Still, they persist. They teach the dances even when the costumes must be sewn by hand from donated fabric. They drum the rhythms even when the drums are patched together with fishing line. They choreograph performances even when the stage is the cracked asphalt of a schoolyard. Their work exemplifies care not as a passive sentiment but as an active, ongoing, creative praxis—one that insists on cultural survival in the midst of multiple precarities.

In this sense, Caribbean dance educators embody a form of care that is both restorative and prophetic. It is restorative in that it holds the community together, offering continuity and belonging through embodied practice. It is prophetic because it invests in futures that have not yet arrived: futures where the dance lives on, where the drum continues to call, where the movements of the ancestors are not lost under rising tides or shifting economies.

Yet even as they extend this care to others, the care extended back to them is insufficient. Institutional support remains uneven. Funding mechanisms rarely prioritize elder community educators without formal institutional affiliations. Curricula increasingly marginalize traditional dance in favor of globalized aesthetics. The extraction of Caribbean culture through tourism and international arts circuits leaves little for reinvestment into the grassroots pedagogical labor that sustains these forms at the community level.

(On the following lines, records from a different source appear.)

PR #4999, opened 2026-04-08
Fix BetterBlockPos leaking into block entity map, fixes #4307

### LINKED ISSUE #4307: crash on custom goal request
```java
case ShulkerSearchPathing: {
    if (baritone.getCustomGoalProcess().isActive()) {
        Helper.HELPER.logDirect("custom goal to path to shulker");
        return; // Wait to get there
    }

    curCheckingShulker = getShulkerToCheck();
    Helper.HELPER.logDirect("found current shulker: " + curCheckingShulker.toString());
    if (curCheckingShulker == null) {
        ...
    }

    Optional<Rotation> shulkerReachable = RotationUtils.reachable(ctx.player(), curCheckingShulker,
            ctx.playerController().getBlockReachDistance());

    if (shulkerReachable.isPresent()) {
        ...
    } else {
        Helper.HELPER.logDirect("Going to shulker");
        // crash happens here vvv
        baritone.getCustomGoalProcess().setGoalAndPath(new GoalBlock(getPathingSpotByShulker(curCheckingShulker)));
    }
    break;
}
```

This leads to this error 
```java
[19:38:34] [Render thread/ERROR]: Unreported exception thrown!
java.lang.IllegalArgumentException: Multiple entries with same key: class_2338{x=-322, y=63, z=-61}=net.minecraft.class_2627@5c367bff and BetterBlockPos{x=-322,y=63,z=-61}=net.minecraft.class_2627@32300150
``` 
and crashes the rendering thread so crashing the game.

mankool0:
In these cases minecraft's functions `getShape` and `getCollisionShape` get called with `BetterBlockPos` and minecrafts block entity map doesn't contain that position yet then you'll get a crash.

The `reachable` function has a leak in `BuilderProcess::toBreakNearPlayer`:
```java
if (!(curr.getBlock() instanceof AirBlock) && !(curr.getBlock() == Blocks.WATER || curr.getBlock() == Blocks.LAVA) && !valid(curr, desired, false)) {
    BetterBlockPos pos = new BetterBlockPos(x, y, z);
    Optional<Rotation> rot = RotationUtils.reachable(ctx, pos, ctx.playerController().getBlockReachDistance());
    if (rot.isPresent()) {
        return Optional.of(new Tuple<>(pos, rot.get()));
    }
}
```

And `calculateBlockCenter` has a leak in `MovementTraverse::updateState` as `dest` is `protected final BetterBlockPos dest;`:
```java
// combine the yaw to the center of the destination, and the pitch to the specific block we're trying to break
// it's safe to do this since the two blocks we break (in a traverse) are right on top of each other and so will have the same yaw
float yawToDest = RotationUtils.calcRotationFromVec3d(ctx.playerHead(), VecUtils.calculateBlockCenter(ctx.world(), dest), ctx.playerRotations()).getYaw();
```

This fixes issue #4307

### DIFF
--- a/src/api/java/baritone/api/utils/RotationUtils.java
+++ b/src/api/java/baritone/api/utils/RotationUtils.java
@@ -175,6 +175,10 @@ public final class RotationUtils {
     }
 
     public static Optional<Rotation> reachable(IPlayerContext ctx, BlockPos pos, double blockReachDistance, boolean wouldSneak) {
+        // Prevent BetterBlockPos from leaking into Minecraft's block entity map
+        if (pos instanceof BetterBlockPos) {
+            pos = new BlockPos(pos.getX(), pos.getY(), pos.getZ());
+        }
         if (BaritoneAPI.getSettings().remainWithExistingLookDirection.value && ctx.isLookingAt(pos)) {
             /*
              * why add 0.0001?
--- a/src/api/java/baritone/api/utils/VecUtils.java
+++ b/src/api/java/baritone/api/utils/VecUtils.java
@@ -43,6 +43,10 @@ public final class VecUtils {
      * @see #getBlockPosCenter(BlockPos)
      */
     public static Vec3 calculateBlockCenter(Level world, BlockPos pos) {
+        // Prevent BetterBlockPos from leaking into Minecraft's block entity map
+        if (pos instanceof BetterBlockPos) {
+            pos = new BlockPos(pos.getX(), pos.getY(), pos.getZ());
+        }
         BlockState b = world.getBlockState(pos);
         VoxelShape shape = b.getCollisionShape(world, pos);
         if (shape.isEmpty()) {


ZacSharp (approved):
Looks good.

Feel like #4501 would be more correct, but it's been sitting long enough, so might as well try to get this one in.

ZacSharp:
Me is stupid, and did not notice you were pring this against 1.21.11. The dev branch is still 1.19.4 and will be 1.21.4 (probably once Unimined 1.4.2 releases) so you should target this at either of those branches (preferably 1.19.4, if possible).

mankool0:
Sounds good, I'll make a new pr for 1.19.4. I just looked and saw that this was the most recently updated one, and thought it was the correct one.

mankool0:
Closing in favor of the `1.19.4` branch PR #5006

PR #5015, opened 2026-04-28
Elytra in overworld (pt2)

### LINKED ISSUE #4187: Add support for auto-flight with Elytras in the overworld and the End.

underscore-zi:
Continues off the work in #4698 
Closes #4187


underscore-zi:
There are a few new commits since the last update in the old PR. Still addressing that same lag issues I was encountering. I managed to get a local reproducer and trace it down in more detail.

Fix is split across three commits:

1. Skipping the tick instead of blocking if the nether-pathfinder read lock isn't available. Not the nicest solution but there isn't a clean way I could think of to do any work without read access. 
2. Searching for a landing spot will split its work across multiple ticks instead of blocking. This was an especially noticeable issue when flying over lava pools or oceans and chunk loading was slow.
3. Not blocking while hoping async solveAngles call will complete. There was 250ms timeout (I added that to prevent deadlocking) on the `get` for that future. In the worst case scenario this would block for 250ms, fail, and then repeat the work synchronously. 

The third point is the one that I feel the least confident in as a solution. I've tested it, and not noticed any new issues, in-fact it feels a bit smoother during some tighter flights though that could just be in my head.


[0] Sample of the choppy flight experience: 

https://github.com/user-attachments/assets/d79301db-322b-49b8-acd0-865b73303d31

[1] Fixed/smooth flight:

https://github.com/user-attachments/assets/c6653048-5caf-4212-9328-7c377fae0844

LHM056awa:
Nice feature!

PR #5016, opened 2026-04-28
feat: Add farmUsingSelection setting and implementation

jayc331:
as the title says


meqativ:
why not add it as a subcommand to #sel
e.g. #sel farm

jayc331:
@meqativ that didn't seem appropriate as sel subcommands are more for operations on the selection itself

PR #5042, opened 2026-05-30
Add BranchMineProcess for automated branch mining

### LINKED ISSUE #773: Branch mine
Wow this literally hasn't been suggested before? tf

## Describe your suggestion
Okay so legitmine was made with the principle that it would make you look more legit to admins.
In all honesty that's a load of baloney. If I'm watching a player and they xray towards a cave, and take specific directions to go to a small block of diamond that was outcropped, that's sus af.

Branchmine would do literally that: branchmine. Dig down to Y=11, dig a tunnel - trace back, did that way. Then come back in the middle, move 3 blocks to the left, repeat. Get any ores that crop up in the middle. Maybe even fill in the tunnels with a single block at the hallway to keep creepers from coming back in at you.

image

## Settings
Distances the branches go, space between branches, what Y level, how wide the "main shaft" should be.

## Context

You're not going to find all of the diamonds everywhere. You're not expected to - that's sus. Your goal is to mine like a legit human so that when people ask you where you got 2 stacks of diamonds, you can show them the mines under your base and the miles of branch-mining. 

## Final checklist

### LINKED ISSUE #3393: Strip mining feature for 1.18.2
Hello I noticed there is no way to mine with baritone that's not cheating..... or even hits the grey area between cheating and not, So looking online i found this video that almost does it , https://www.youtube.com/watch?v=WXjP6KEOhS0&t=520s and trying those settings today results in https://www.youtube.com/watch?v=yzxN5osLiW4&t=7s
 now we used to strip mine by going 2 blocks and mining that section out as far as you can reach up, left, and right

and it would be great to expand legit miner to do this, but staying on that center value like tunneling but getting every ore, so we can do something like #stripmine [xyz value or pulls from ~~~] [all (all ores), or by specific Minecraft id]

### LINKED ISSUE #3759: strip mining command/mode
## Describe your suggestion
When strip mining mode is activated: the bot should start `#tunnel`ing. if an ore is found, mine the whole vein then continue tunneling. if the tunnel can't be continued for some reason, go a couple blocks to the side and start tunneling backwards

## Settings
a list of ores should either be specified via the command like `#mine` (e.g. `#stripmine diamond_ore`) or via a setting
`stripMineYLevel`: if set, stripmine will first drop to this Y level before beginning mining
`stripMineOffset`: the amount of blocks between each strip. should default to 2 for human-like mining though a larger distance might be better, hence the setting
`stripMineLength`: if set, baritone will turn around after mining this many blocks instead of just going straight forever
image
`stripMineDistance`: if set, maximum distance in blocks an ore has to be from the strip mine before baritone will mine it. set to 1 for legit human mine, any higher values basically use x-ray but still look legit if an admin is looking at your mines in spectator mode

## Context
for servers that have anti-xray, strip mining is much more efficient (and safer) than `#mine`, but having to pause every time I want to is mildly annoying enough and is a common enough usage I think its worth it
`#tunnel` already does the work of avoiding lava and being smart
related to #3393 and #773

## Final checklist

ThomasAusHH:
## Summary
Adds a fully automated branch mining process with serpentine pattern generation, multi-layer support, and integrated ore vein collection.

## New Command
- `#branchmine` (alias: `#bm`)

Usage with selection:
#sel pos1
#sel pos2
#branchmine

Usage with coordinates:
#branchmine x1 y1 z1 x2 y2 z2

## Configuration
All settings start with #set:

- branchMineInterval (default: 3) - Distance between parallel lanes
- branchMineTunnelHeight (default: 2) - Height of the mined tunnel
- branchMineOreCollection (default: true) - Collect exposed ores automatically
- branchMineScanInterval (default: 20) - Ticks between ore scans
- branchMineStaircase (default: true) - Descend via staircase to next layer
- branchMineLayerHeight (default: 3) - Vertical distance between layers
- branchMineStaggerOffset (default: 1) - Stagger offset for multi-layer patterns

Example: #branchMineInterval 5

## Features
- Serpentine pattern: Mines forward, steps sideways, mines back
- Ore vein mining: Scans 4-block radius after breaking an ore for adjacent ores
- Active block breaking: Uses LookBehavior + tool switching + left-click
- Safe ore timeout: Gives up on unreachable ores after 6 seconds

Fixes #3759
Fixes #773
Fixes #3393

### DIFF
--- a/src/api/java/baritone/api/IBaritone.java
+++ b/src/api/java/baritone/api/IBaritone.java
@@ -95,6 +95,12 @@ public interface IBaritone {
     IElytraProcess getElytraProcess();
 
     /**
+     * @return The {@link IBranchMineProcess} instance
+     * @see IBranchMineProcess
+     */
+    IBranchMineProcess getBranchMineProcess();
+
+    /**
      * @return The {@link IWorldProvider} instance
      * @see IWorldProvider
      */
--- a/src/api/java/baritone/api/Settings.java
+++ b/src/api/java/baritone/api/Settings.java
@@ -1553,6 +1553,41 @@ public final class Settings {
     public final Setting<Boolean> allowWalkOnMagmaBlocks = new Setting<>(false);
 
     /**
+     * Distance between branch tunnels in branch mine mode
+     */
+    public final Setting<Integer> branchMineInterval = new Setting<>(3);
+
+    /**
+     * Height of branch mine tunnels (1 = 1x1, 2 = 1x2)
+     */
+    public final Setting<Integer> branchMineTunnelHeight = new Setting<>(2);
+
+    /**
+     * Collect visible ores while branch mining
+     */
+    public final Setting<Boolean> branchMineOreCollection = new Setting<>(true);
+
+    /**
+     * Ticks between ore scans during branch mining
+     */
+    public final Setting<Integer> branchMineScanInterval = new Setting<>(20);
+
+    /**
+     * Build a staircase between layers in branch mine mode
+     */
+    public final Setting<Boolean> branchMineStaircase = new Setting<>(true);
+
+    /**
+     * Vertical distance between branch mine layers
+     */
+    public final Setting<Integer> branchMineLayerHeight = new Setting<>(2);
+
+    /**
+     * Branch offset per layer for maximum coverage (staggering)
+     */
+    public final Setting<Integer> branchMineStaggerOffset = new Setting<>(1);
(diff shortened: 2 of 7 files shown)


Samemantlt:
I just tried. It prettty works!

But I have an issue. When it mine first forward tunnel it ignores ores, but after first turn it mines it.
May be its because it marks all blocks of first forward tunnel as red outlined, so ore detection is in the end of the queue.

In the face of these challenges, it becomes urgent to reframe how we understand dance educators in the Caribbean. They are not simply teachers; they are carers of movement legacies, stewards of embodied archives, protectors of ancestral knowledge systems. Their work cannot be evaluated solely by the number of students taught or performances staged. It must be recognized as a practice of care for cultural ecosystems: an effort to maintain balance, continuity, and meaning across intergenerational time.

Care, in this context, means repairing the worn soles of dance shoes so another rehearsal can happen. It means sharing food after practice because a student arrived hungry. It means translating ancient movements into contemporary bodies so they remain legible across generations. It means making a way out of no way.

In a time of climate crisis, when precarity becomes the common condition, the work of Caribbean dance educators stands as a vital model of relational care. They show us that care is not only interpersonal but cultural, ecological, and ancestral. They remind us that to care for a community requires caring for its rhythms, its steps, its embodied memory. They remind us that to teach a dance is to teach a way of being that refuses disappearance.

This essay is an invitation to center Caribbean dance educators as key figures in the region’s care matrix. Their labor sustains more than choreography—it sustains identity, dignity, continuity, and collective possibility. If we are to speak of care in precarity, we must include the stories of those whose care work has preserved our dances through centuries of instability.

Because to teach the dance is to preserve the people. And to preserve the people is to protect the possibility of the Caribbean itself.